# 54 Caliber Hawkins Help



## kr983 (Jul 22, 2009)

I am thinking about going to the range on friday and I havent fired my Hawkins since I was 12 with my dad (It was new). I am now 25 and I am looking for some information on what kind of powder to use as well as how much. Roundball or conical bullet? Thanks guys!


----------



## bearpugh (Jul 22, 2009)

depends on the rate of twist. might say on the barrel. if its 1 in 66 you need to stay with a patched ball. use ffg black powder or equivalent.


----------



## hawgrider1200 (Jul 22, 2009)

I have a TC Renegade in 54 cal. the renegade is just like a Hawkin except without the brass. I load (the max load recommended by TC) 110 grains of Goex ffg to power the TC maxi hunters. I tink the rate of twist is about the same as 1 in 66, can't remember fer sure. The rifle is dead on at 50 yards.


----------



## kr983 (Jul 22, 2009)

My Hawkins is a 1 in 48 inch twist.


----------



## killitgrillit (Jul 22, 2009)

It should be 1-48" twist, it should shoot roundball or conical just fine. I would use FFG or a subsitute (pyrodex) 60-70grs for roundball, and if you go with 110grs for conicals besure to hold on tight.
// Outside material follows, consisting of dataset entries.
PR #203, opened 2017-03-28
feat: send usage information to sentry

enguerran:
1. [x] when user change *backup images* settings
1. [x] when user opens the app once a day

some refactors

#### Checklist

- ~[ ] Faithful integration of the mockups at all screen sizes~
- ~[ ] Tested on supported browsers, including responsive mode (IE11 and Edge, Chrome >= 42, 2 latest versions of Firefox and Safari)~
- ~[ ] Localized in english and french~
- ~[ ] All changes have test coverage~
- ~[ ] Updated README, if necessary~


enguerran:
@goldoraf I added you as a reviewer because I would like you to see the redux code in `./mobile/src` to anticipate for a potential refactorization. So do the tests in `./mobile/src/tests`.

mobile/src/lib/background.js
```diff
@@ -32,7 +32,8 @@ const startIosBackgroundService = () => {
     console.log('BackgroundFetch initiated')
 
     loadState().then(persistedState => {
-      const store = getStore(persistedState)
+      initStore(persistedState)
```
kosssi: why initStore can't return the store directly?

enguerran: Because of the naming. But since this commit, I saw a pattern `configureStore`, and I can admit that `const store = configureStore()` is a way better than `const store = initStore()`!

mobile/src/lib/reporter.js
```diff
@@ -7,7 +7,8 @@ export const ANALYTICS_URL = `https://${__SENTRY_TOKEN__}@sentry.cozycloud.cc/2`
 
 export function getAnalyticsConfiguration () {
   return {
-    shouldSendCallback: () => getState().mobile.settings.analytics
+    shouldSendCallback: () => getState().mobile.settings.analytics,
+    environment: __DEVMODE__ ? 'development' : 'production'
```
kosssi: Why in Sentry you are 2 keys? (development and production) https://sentry.cozycloud.cc/sentry/cozy-files-v3/settings/keys/

Is the same?

mobile/src/lib/reporter.js
```diff
@@ -27,3 +28,21 @@ export function logException (err, context) {
   console.info(context)
   console.groupEnd()
 }
+
+export function logInfo (message, context) {
```
kosssi: context is not used.

mobile/src/lib/reporter.js
enguerran: I forgot to explain: within the same project, you can create multiple DSN (access keys). I though it permits to discriminate sentry's message, but it doesn't. So I can remove one of the DSN as it is not useful, nor used.

mobile/src/lib/reporter.js
enguerran: No, you are right.

mobile/src/main.jsx
```diff
@@ -50,6 +52,10 @@ const renderAppWithPersistedState = persistedState => {
     }
   }
 
+  document.addEventListener('resume', () => {
```
kosssi: what is resume event?

enguerran: It comes from cordova ⇒ https://cordova.apache.org/docs/en/latest/cordova/events/events.html#resume

kosssi: Are you sure that the event is called when launching the application?

mobile/src/lib/reporter.js
```diff
@@ -0,0 +1,45 @@
...
+  }
+}
+
+export function configureReporter (value) {
+  getState = value
+}
+
+export function logException (err) {
+  if (!Raven.isSetup()) {
+    Raven.config(ANALYTICS_URL, getAnalyticsConfiguration()).install()
```
kosssi: maybe you can refactor this :p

 And someone correct me if I'am wrong but I didn't think T/C made a Hawkins in 54cal???


----------



## Nicodemus (Jul 22, 2009)

Several companies make a Hawken replica, and each have a different maximum load. Let us know who made the rifle, and exactly what style it is. Then we can go from there.

If it is a true Hawken replica, it will have a 1-60, or 1-66 twist, and will shoot a patched round ball over FFg powder.


----------



## bearpugh (Jul 22, 2009)

i have 2. one is 1 in 66, the other 1 in 48.


----------



## kr983 (Jul 22, 2009)

It is the kit from cabelas. I found out it is made by Investarms of Itay. My parents bought it for me when I was younger and I never had much interest in it. I have sanded it down this month, as I did a poor job when I was younger, and I am about to stain it. I have been told to use linseed oil to finish it. What do you guys think about that?


----------



## Nicodemus (Jul 22, 2009)

kr983 said:


> It is the kit from cabelas. I found out it is made by Investarms of Itay. My parents bought it for me when I was younger and I never had much interest in it. I have sanded it down this month, as I did a poor job when I was younger, and I am about to stain it. I have been told to use linseed oil to finish it. What do you guys think about that?
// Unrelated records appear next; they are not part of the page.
PR #207, opened 2017-03-30
fix: revoke not handled with replication :beetle:

enguerran:
The message between the automatic pouchDB replication
was not handled well by the application.

### DIFF
--- a/mobile/src/lib/cozy-helper.js
+++ b/mobile/src/lib/cozy-helper.js
@@ -83,10 +83,10 @@ export function refreshFolder (dispatch, getState) {
 }
 
 export const onError = (dispatch, getState) => (err) => {
-  if (err.message === clientRevokedMsg) {
+  if (err.message === clientRevokedMsg || err.error === 'code=400, message=Invalid JWT token') {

Send Choctawlb a PM. He knows how to put a finish on an old style rifle that is mighty fine to gaze upon.


----------



## ReelJim (Nov 9, 2009)

up to date:  I have a TC Hawkins in a 54 Cal.  I've had it for over 20 years now.  A very nice shooting Rifle.     ReelJim


----------



## LanceColeman (Nov 9, 2009)

FYI I would NOT START with the highest reccommendation or maximum load the company sates. Alot of time you're waisting powder. Don't believe me?? spread a couple white bed sheets out in front of you or stand in snow and shoot then look down at all the powder on the white.

I shoot a 54 cal great plains rifle. I use 3F (fffG) for three reasons. (1) manufacturer says it's ok in my rifle (2) it's a faster burn than 2F. And (3) Because although 2F is OK in my 54, it's not in my 40s and 45s. they recommend 3F. So shootin 3F suits all my rifles just fine and I don't have to have multiple powders. I even use it to prime my flinters.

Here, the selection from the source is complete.